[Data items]

>>>

PR #97, opened 2016-03-23
Right-Click Scrolling and the MapMenu 

SJuliez:
With this UIManager change the board context menu will no longer consume mouse clicks outside it so right mouse button scrolling isn't blocked by it.

Will merge it if no one stops me.

### DIFF
--- a/megamek/src/megamek/client/ui/swing/MapMenu.java
+++ b/megamek/src/megamek/client/ui/swing/MapMenu.java
@@ -28,6 +28,7 @@ import java.util.Vector;
 import javax.swing.JMenu;
 import javax.swing.JMenuItem;
 import javax.swing.JPopupMenu;
+import javax.swing.UIManager;
 
 import megamek.client.Client;
 import megamek.client.ui.Messages;
@@ -94,6 +95,9 @@ public class MapMenu extends JPopupMenu {
         selectedEntity = myEntity = game.getEntity(gui.getSelectedEntityNum());
 
         hasMenu = createMenu();
+        // make this popup not consume mouse events outside it
+        // so board dragging can start correctly when it's open
+        UIManager.put("PopupMenu.consumeEventOnClose", false);
     }
 
     private boolean canSelectEntities() {
@@ -110,7 +114,7 @@ public class MapMenu extends JPopupMenu {
                    || (currentPanel instanceof PhysicalDisplay)
                    || (currentPanel instanceof TargetingPhaseDisplay));
     }
-
+    
     private boolean createMenu() {
         removeAll();
         int itemCount = 0;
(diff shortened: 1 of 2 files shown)


pheonixstorm:
Oh?? Is that a threat?? lol

So this means no more annoying context menu popping up when trying to move around the map?

beerockxs:
Why don't you all use right-click drag scrolling? Best option and no pop up either.

arlith:
It's not clear to me what effect this PR has.  I understand what the property your changes does, but it doesn't appear to have any effect to me.  

With and without this PR, the right-click scroll behavior seems that same to me.

I'm running tests as an observer in some saved game, and when I right-click and drag, I get the "Special Hex Display" pop-up window, allowing me to create a note on whatever hex my mouse was over when I initiated the right-click-to-drag.  I am still able to scroll, but the pop-up menu remains in the location it originated at.  This happens with or without the PR.

SJuliez:
Oh. I really didn't write all that much as an explanation... The problem you mentioned, arlith, at least as I understood it, was that when the context-menu for the map is open, you can't right-click-scroll. Right-clicking and dragging around will not actually move the map but just open the context menu again in another spot. I found this annoying myself and so I assumed this was what you meant.

I had the impression when testing that the IOManager setting changes that behaviour successfully.

So, 
- it changes nothing so long as the board context menu isn't open. 
- But: When you right-click to open the context menu and then just want the menu to go away you can right-click scroll directly. Without this patch - at least thats what I seemed to experience - right-click-dragging did not make the menu go away, it would just pop up again.

I'll test it again.

SJuliez:
@pheonixstorm No threat :) And I have been stopped anyway...

arlith:
Are you working in Windows?  It's possible we have different Look & Feels that may have different behavior.  Just to be clear, before and after this PR, I can scroll with right-click scrolling, but it seems like the right-click is firing two different behaviors: scrolling, and showing a pop-up menu.  I feel like, we should have logic to determine the context of the right-click and then only perform one of these behaviors.  

I know I am partly to blame for the confusion, because I wasn't very clear when I described the issue in the first place.

Also, the code change in the PR makes sense to me, from the perspective that I understand what it's supposed to be doing.  It's just, I haven't experienced the problem it should be fixing (and the problem I have in mind is different).

So, I think you can merge this change in, but I also wanted to make it more clear the issue I had in mind.

SJuliez:
Yes, I'm working in windows. I just checked again: After this PR, when I open the right-click menu, then right-click-drag from somewhere on the map, the menu closes immediately and does not open again. And the drag itself works. So, no double effect.

Unless there is some way I can set Java to give me the behavior on your system, I probably can't work on a solution.

arlith:
Well, good to know that the issue doesn't occur on all operating systems.

PR #99, opened 2016-03-23
Skin editor

arlith:
This is a pretty large feature I've been working on for sometime, but since @BLOODWOLF333 has been using the branch, I've been making more quality of life changes.

The main features of this branch are a skin editor, which now has a button on the main menu (and the splash screen was resized to deal with the slightly larger size).  Additionally, the UnitDisplay can be skinned as well.  I moved the skin specification XML files into mmconf/skins to keep mmconfg from getting too cluttered.

We should decide if this branch should get merged before or after the next stable release.  It should also have some wider testing before getting merged in.


vizax:
I'll be happy to test, if you'd like. How would you like me to do it?

arlith:
You will need to checkout the branch, then run MM and in the main menu there is now a "Skin Editor" button.  Try it out and provide feedback or report bugs you find.

SJuliez:
I think "Path: " should ideally have some kind of adornment (or be a button or something). I only found out that you can click on it to get a file chooser by looking at the code :smile:

SJuliez:
Aaaah yes, the tooltip actually says it... I still kinda think a button would be better :grin:

SJuliez:
When the only change is to disable a border of e.g. the default button this does not enable the "Save Skin" button and I think it also does not trigger an update of the displays.

SJuliez:
Nice work! Adding the colors to the buttons is not self-explanatory, but that's not really important in such a feature. Once you get to know what everything does, its easy to throw together a skin.

Ah one other thing that may have to do with my Eclipse: On my PC skins get saved to /mmconf instead of /mmconf/skins. They do get loaded from /skins though.

SJuliez:
I note there is a difference between the PhaseDisplay and the MechDisplay. The PhaseDisplay will stop showing any border/corner images when one of them is emptied (no file name). The MechDisplay handles this very well, it just shows what it's given. I think this is an important behavior because it makes skinning much easier if you can just leave away corner images or any borders that you don't want to skin.

SJuliez:
In the MechDisplay settings the bottom line path seems to be ignored and the top line used instead.

arlith:
RE: UnitDisplay bottom line: Bug, fixed.

RE: Saving skins to wrong path: Bug, fixed

RE: border enable/disable not updating: Bug, fixed

RE: Path "button"

The primary reason I changed the style for these buttons is to make the UI more compact.  If I used the default button look & feel, each row needs to have more height.  I tested it out, and it's not too big of a difference, so I changed it to look like the default button.

RE: font colors are confusing

One problem is that the list of font colors is designed to be a generic UI component specification.  Different UI elements could use them different.  For the Phase Display, it determines the color of the "status" text, I believe.  For buttons, it uses three values: 1) default display color 2) disabled color 3) highlighted color.  Different UI widgets can use these values differently, so there's no one description I could easily fit in.  Ideally, the description of this would be in the help documentation.

RE: Phase Display border vs UnitDisplay border.

This is trickier... The UnitDisplay skinned images was added a long ago, before I arrived.  I didn't really think about this when I designed the MegaMekBorder class, and so their implementations differ a bit.  I feel like my code is more straight forward, generic, and modifiable but that may just be because I wrote it.  There are some hard-coded limitations in the MegamekBorder class.  Namely, the width or height of the top/bottom or left/right "lines" are determined by the minimum width or height in the "line".  That is, the top "row" can consist of 3 or more icons: a top left corner, a top right corner, and 1 or more icons along the top "line."  The top row will have a height equal to the smallest value of any of these icons.  This prevents it from having some "gray void" areas.  The UnitDisplay is different, and only allows 1 icon for each "line."  I hope that makes sense.

Things could potentially be adjusted in MegamekBorder; I implemented with the idea of what I thought would be useful, but didn't have art assets.  Given artists willing to make assets, it may make more sense to change some of my design decisions.

arlith:
With respect to the Path buttons, I was wondering... Does anything think that actually typing in the file paths is useful?  I could make it so that clicking in the text box just opens up the FileChooserDialog.  

As it is now, every key press fires an update, which loses focus on the text box.  This needs to be fixed, but while thinking about it, I was trying to decide if I should just make it so clicking on the  text box opened up the dialog, then the Path buttons could go back to the old style.

BLOODWOLF333:
Yes that is a better idea, clicking the text box opens up the dialog or remove the text box all together and just leave the path: button which might be the more compact way to go.

Date: Fri, 25 Mar 2016 05:55:10 -0700

BLOODWOLF333:
After thinking about it, it still should list the file path after the path: button just so that you can see that all the images are coming from the correct folder.

Date: Fri, 25 Mar 2016 05:55:10 -0700

SJuliez:
I agree. No need for typing in by hand.

vizax:
I checked out the branch and tried to run it in eclipse, but no go. i press the skin editor button and the the "are you sure" popup, then nothing happens. So, I built the jar and i get to a "please wait" window, then the Mech Display window, but nothing else.  log attached.

[megameklog.txt](https://github.com/MegaMek/megamek/files/190083/megameklog.txt)

SJuliez:
Had the same problem, see above. Open the Client settings, load some other skin, then reset to defaultSkin. Then, try again.

SJuliez:
@arlith 
Thanks for your answers.
RE: font colors are confusing
OK I can see this is difficult to give online help for. Also, it's obvious that one can add colors and when doing this and choosing some obvious ones, it's easy to see what they do. Not worth changing.

RE: Phase Display border vs UnitDisplay border.
Agree, probably worth changing only when really necessary. What I'm not sure I get right is the following: Why would another system lead to gray void areas? Wouldn't the background image fill any emptiness? 

Actually, a smaller or larger corner image probably has no use in a graphical sense. I just immediately tried ditching the corner images altogether to make things easier.

vizax:
got it, thanks, i missed that note earlier....
RE: Path buttons - What about making them (essentially) a hyperlink?  I'm not opposed to clicking into the box to pull the file dialog, but what if you want to copy and paste the same filename in multiple places (and then edit it, if it is so similar)? clicking to paste would open the file dialog every time.

BLOODWOLF333:
If/when I need to use the same image for multiple borders or corners it is sometimes easier just to open up the skin.xml with gedit, highlight the image name with the .gif,.png and then just ctrl+v it over the text for all the other borders.  I strongly believe the drop down box or dialog pop up when clicking either the path: button or text box is needed.  Obviously have it immediately open and begin inside the widgets folder to save time compared to starting at C: but, the way it is right now is a huge improvement over it's state 3-4 weeks ago.

BLOODWOLF333:
Oh, and one tip; if you decide to scrap a skin.xml that your working on and delete it out of mmconfg the skin editor will not start up fully like as in vizax's comment where the board view window does not show up to where you can click view/client settings (though I'm on Windows), you will have to go into the client settings XML under mmconfg and manually type in another skin file that is complete.  Maybe it should revert to the default blue skin in case it cannot find the skin file it was trained to from the last session but, I've never said anything to Arlith about it because the log tells you what is wrong.

vizax:
couple things for clarification:
- The button `Add Skin Specification` isn't doing anything. I assume it is to create a new one?
- I don't see an explanation about Skin vs skinScrollBars. Whats the difference? will it be necessary to create both for every skin?

I'm making some test images to play with. I'll upload them here in case someone wants to mess with them. (nothing fancy)

vizax:
So it needs some work, but whatever, it gets the point across :grin:
[test skin.zip](https://github.com/MegaMek/megamek/files/190315/test.skin.zip)

meh, its a test, even it it all doesn't align perfectly. I've only done the game board border.

SJuliez:
I also seem to have the empty path problem vizax mentioned. I first thought I was clicking too fast, but thats not it. When an image is set and I set it to another image via the file chooser, the path gets (only) emptied and the image does indeed not get loaded. When I use the file chooser again, this time starting with an empty path, it works. So, in effect, I load each image by choosing it twice.

I just checked again by typing in the path field itself and deleting again... it seems that really the file choosing only works when the path starts out empty.

SJuliez:
.... and just now I notice that this is true for the PhaseDisplay but not the MechDisplay where the file chooser works directly.

SJuliez:
Another idea: Do you think its possible to add a font chooser as well as a color chooser (headline color and text color) for the unitDisplay? The font chooser might alos be useful for the PhaseDisplay.

SJuliez:
Ah just noticed the Path buttons. Nice. The tooltip now says "...relative to {0}" tho :)

SJuliez:
I'm not sure the colors in the PhaseDisplay are still working. Added all 3, the first one is for the status text, that one works, but the other two colors have no effect anymore (I tried reloading, even restarting MM).

SJuliez:
aaaaaah I take that back: I have to activate the colors in the default button component... (Im not sure then colors nr. 2 and 3 in the PhaseDisplay do)

SJuliez:
I just noticed that a button background gets stretched or squeezed to the correct height but a border does not. To create suitable border gfx I think it would therefore be interesting give the exact sizes necessary for those elements that have a fixed size (buttons, the height of the PhaseDisplay, the tabs on the UnitDisplay e.g.).

SJuliez:
The Late Heavy Bombardment of comments :)

SJuliez:
The button height is 33 pixels.

SJuliez:
The Tile checkboxes should also update display :)

BLOODWOLF333:
The first color for the phase display is the color of the button font when not pressed or moused over.  The second color is for the font when that action is not available (the done/move button).  And the third color is for the font when you click the next/turn/etc buttons.

Date: Sun, 27 Mar 2016 07:03:35 -0700

SJuliez:
I would request that the Path dialog remembers the last folder one was in. I think I have performed around 500 mouse clicks today to change folder.

SJuliez:
I put together a simple skin I call Ocean. Obviously not very techy...
Overall a good experience with the Skin Editor. It's nice seeing it come together.

Just a few points I noticed:
- After all the clicking I think entering/copypasting the path in that path field may can make quite some sense after all.
- I find borders not very important as they only hide the important stuff. Still I tried a few things like using borders on buttons to give them left and right edges that do not stretch. Doesnt work.
- I tried to create a smooth transition from the background of the PhaseDisplay to the boardview using an image that fades to transparency. Did not work either, because the bv background does not extend beneath the borders. Instead the borders use their own BG which, given the same image, does not align with the bv BG. It would be without any disadvantage I think to have the bv BG extend under the borders. But thats probably more a bv1 issue than a SkinEditor one.
- I can't say if it's going to be worth the effort but after making this (took me a few hours, as simple as it is) I still find the way the MechDisplay uses the borders much more user friedly than the way the buttons or the boardview does. You can just throw in one image and it effortlessly shows up like the bubbles at the side. Everywhere else you have to create a complete set of images that more or less align. It is not difficult to create a few transparent images, rather needlessly tedious.
- If I'm not mistaken the tab images of the MechDisplay are limited to the exact size of the current ones?

Anyway thanks arlith for putting this together.

ocean_screen2

vizax:
> I can't say if it's going to be worth the effort but after making this (took me a few hours, as simple as it is) I still find the way the MechDisplay uses the borders much more user friedly than the way the buttons or the boardview does. You can just throw in one image and it effortlessly shows up like the bubbles at the side. Everywhere else you have to create a complete set of images that more or less align. It is not difficult to create a few transparent images, rather needlessly tedious to create and enter all 8 or so of them.

if you want really simple, you can tile the same 2 images for horizontal and vertical and just add corners (total of 6 images). Or you can just turn the borders off completely. :grinning:

vizax:
Combined thoughts/comments/questions of @BLOODWOLF333 , @SJuliez , and @vizax:

**Screen updates:**
- remove on textbox change (acknowledged by Arlith)
- apply/save button
- If not a button, then tile checkboxes should update display also

**Path buttons:**
- Clicking in the textbox opens the file dialog
- Clicking the path button opens the file dialog
- Clicking the path text (hyperlink style) opens the file dialog
- Tooltip shows "...relative to {0}"

**Path textboxes:**
- show the "full path" to the file (anything inside the widgets dir...  subfolder/filename)
- copy/paste works well/makes sense

**Buttons:**
- Exact dimensions buttons can/should be, for proper sizing (supposedly 33px)

**General:**
- Full write up on what everything does and what each additional path/font affects (maybe rights to the wiki, for group entry/edits?)
- file dialog should remember last folder used
- Do MechDisplay tabs change size or are they static?
- Make BV background(s) go edge to edge (under/behind the borders)
  - Maybe just BV BG 2, and BV BG 1 will be just the play area inside the borders

BLOODWOLF333:
The phase display is going to stretch with whatever the user decides the window size to be and the buttons with stretch as well.  My buttons are 72 pixels high with a transparent edge all the way around them so they don't get all smushed together.  The board view has a background/back drop behind the actual board piece(i think of it like the board view is the screen on a laptop) and then there is a background inside the board piece to go behind the actual MM board.
[img]http://i.imgur.com/e7O1vLy.png[/img]

vizax:
That makes sense now. Thanks for the explanation.

arlith:
Alright, I think I've addressed most of the issues in the last few commits.

I decided that I didn't want to make it so that clicking on the text box makes the file chooser appear.  I think that in some cases copy/paste will be faster then using the file chooser.  So, I want to be able to support typing into the text boxes.  That means I need to fix the issue where typing moves the cursor.

arlith:
Alright, I think that I've fixed the focus issues.  With that, I think this branch is okay to merge into master.  There could be some more work, but it at least should work.  Also, more documentation could be added for users, but that's always the case.

BLOODWOLF333:
Skin editor is not included with the 0.3.30 bundle.  I did not check if it comes with just the latest MegaMek stand alone download but, definitely does not come with the HQ bundles.

PR #100, opened 2016-03-23
Visibility of minimap unit icons

SJuliez:
This will make the tiny tiny unit icons on the minimap much more obvious (I believe):
The selected unit gets a circle in the color that is set in the advanced settings (its not in the screenshot). I have tried to include the color for !done() units but even with the minimap at largest zoom this makes the colors barely distinguishable so I deleted that again. Maybe I have a good idea how to do it in the future.
Opinions welcome.

minimap

### DIFF
--- a/megamek/src/megamek/client/ui/swing/MiniMap.java
+++ b/megamek/src/megamek/client/ui/swing/MiniMap.java
@@ -1097,15 +1097,25 @@ public class MiniMap extends JPanel {
         g.setColor(pColor);
         
         // Fill the interior of the unit marker
-        if (!entity.isSelectableThisTurn()) {
-            // entity has moved (or whatever) already
-            g.setColor(g.getColor().darker());
-        }
         g.fillPolygon(xPoints, yPoints, xPoints.length);
-
+        
         // Create a colored border according to the done() status
         Entity se = clientgui == null ? null : m_game.getEntity(clientgui
                 .getSelectedEntityNum());
+        if (entity == se) {
+            g.setColor(GUIPreferences.getInstance().getColor(
+                    GUIPreferences.ADVANCED_UNITOVERVIEW_SELECTED_COLOR));
+        } else if (entity.isSelectableThisTurn()) {
+            // entity has moved (or whatever) already
+//            g.setColor(g.getColor().darker());
+            g.setColor(GUIPreferences.getInstance().getColor(
+                    GUIPreferences.ADVANCED_UNITOVERVIEW_VALID_COLOR));
+            
+        } else {
+            g.setColor(Color.BLACK);
+        }
+        g.drawPolygon(xPoints, yPoints, xPoints.length);
+/*
         if (entity == se) {
             Color w = new Color(255, 255, 255);
             Color b = new Color(0, 0, 0);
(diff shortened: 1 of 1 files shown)


pheonixstorm:
Much more visible. Hope it makes it in soon. 

A question for all the devs though. At the high zoom levels, would it be possible to use the warfare symbols for single units? It might enhance the flavor of the fight and make it feel more realistic/believable.

SJuliez:
You mean those rectangular ones in Strat Ops? They would be a tight fit even at biggest zoom but I could try. The current symbols could also be changed to resemble the big ones better, like a 5-star for Aero, a rounded rectangle for vehicles...

wildfire142:
If your looking for the Strat Ops symbols check this thread out http://bg.battletech.com/forums/index.php?topic=51270.0 it has a file with all the bits you need to try this, in an easy to use format and size.

pheonixstorm:
@wildfire142 
The symbols wouldn't need to be complicated but they do need to be whole. For the minimap the examples below would work best.

@SJuliez the ones in use by HQ should work in a pinch for testing but for an actual release I think just the border and the center icon with no extras might work at a scale small enough. 

This might work: 
mech

But NOT this:
mmechlance

What do you think?

wildfire142:
Aye, though the parts file has all the bits you need to cherry pick what you want :)

You can even just take the straight unit ID's if you want without the border.

SJuliez:
@wildfire142 Thanks for the link. I'll need the flexibility of Paths here for painting (border, shadow etc...). At least, with Paths I *know* how to do it :)
@pheonixstorm This is how it could look. (It's not completed, and it's not in this branch)
Note that on big maps such as this the minimap is actually prevented from getting this big; I had to comment the code out to even make this screenshot.
It's actually better than I had expected it to be.
mm_symbols

arlith:
While we're on the subject of the minimap, I've been thinking for a while that we should rework the minimap for some time.  I feel like we should allow the minimap to be resized to any size, and instead of drawing the whole map, the minimap should only draw as much of the map as can fit inside the window at a currently selected scale.  Users could then adjust the scale of the minimap (like they can now) but this would be much more flexible in how they size the minimap window.

pheonixstorm:
that doesn't look half bad

SJuliez:
@arlith I'm a bit reluctant on this. For me the minimap should always show all the map. To an extent, having to scroll in it would defeat its purpose of giving me an instant overview of the battlefield. Also there is enough scrolling around in the boardview, Id rather not have to in the minimap. So far I liked the easy way the minimap just zoomed and needed no other interaction.

My (tentative) plans therefore were to add a mouse button4 function to show/hide the UnitDisplay and Minimap together to easily get rid of both when they're in the way and get them back. Also I wanted to remove the window decorations on the minimap if possible, which would even take away the ability to resize.

SJuliez:
@pheonixstorm This is btw how it could look in the smallest minimap zoom level. Nevermind the bad aero star. I would personally make this a toggle in the menu rather than switch at some zoom level. At the very least, when symbols are automatically switched, the symbols in both forms must be very similar.
I don't know. Worth continuing?
mm_icons

pheonixstorm:
Yeah, I think it is worth continuing. One things though, the aero star and other offset symbols (such as the mech must be centered for this to look right which is why I said the parts would not work well. Hence my example. 
Border + centered unit icon = Perfect 
Border + off center unit icon = Something than resembles a flag rather than a warfare symbol

If you need actual military references I can provide a few pdfs to give you a better idea.
Can also check out this from Milsketch http://www.historicalsoftware.com/downloads/MILSketch.jpg

pheonixstorm:
I found an image of stacked unit icons on a hex map https://eltentaculodecthulhu.files.wordpress.com/2008/12/dak-0001.png

It would be interesting if this were possible and to make the images (stacked) spread out into adjacent hexes if the mouse hovered over the hex for more than x seconds. Just something else to think about ;)

PR #104, opened 2016-03-25
Updates to history.txt

SJuliez:


pheonixstorm:
@SJuliez Don't know how the other devs feel but please don't do this kind of PR. Just edit the file and push normally. This kind of PR pollutes the history with excess commits. Unless I'm mistaken you should be able to push here w/o needing a PR

SJuliez:
@pheonixstorm Np.

Akjosch:
I'd second this. Updates to `history.txt` should be just a simple commit, no need for a PR. Same for a quick fix which only affects a few lines, like adding a null pointer check somewhere or fixing a spelling mistake.

Akjosch:
I'd second this. Updates to `history.txt` should be just a simple commit, no need for a PR. Same for a quick fix which only affects a few lines, like adding a null pointer check somewhere or fixing a spelling mistake or data entry error.

SJuliez:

<<<

### Work required:
In the data above, which lines lie between the line with "[img]http://i.imgur.com/e7O1vLy.png[/img]" and the line with "Alright, I think I've", inclusive? Print those lines exactly and nothing else.

### Solution below:
[img]http://i.imgur.com/e7O1vLy.png[/img]

vizax:
That makes sense now. Thanks for the explanation.

arlith:
Alright, I think I've addressed most of the issues in the last few commits.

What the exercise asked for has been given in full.